Directions for this task:
A faithful copy of all the data below, please; leave no line out.

Records supplied:
-- Opening Marker --
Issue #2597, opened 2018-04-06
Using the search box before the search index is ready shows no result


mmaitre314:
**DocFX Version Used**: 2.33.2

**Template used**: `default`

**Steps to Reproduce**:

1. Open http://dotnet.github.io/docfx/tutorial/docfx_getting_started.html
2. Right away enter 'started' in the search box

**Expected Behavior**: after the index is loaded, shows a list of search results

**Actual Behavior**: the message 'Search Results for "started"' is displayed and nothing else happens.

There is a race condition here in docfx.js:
-- Closing Marker --
Written solution:
Issue #2597, opened 2018-04-06
Using the search box before the search index is ready shows no result


mmaitre314:
**DocFX Version Used**: 2.33.2

**Template used**: `default`

**Steps to Reproduce**:

1. Open http://dotnet.github.io/docfx/tutorial/docfx_getting_started.html
2. Right away enter 'started' in the search box

**Expected Behavior**: after the index is loaded, shows a list of search results

**Actual Behavior**: the message 'Search Results for "started"' is displayed and nothing else happens.

There is a race condition here in docfx.js:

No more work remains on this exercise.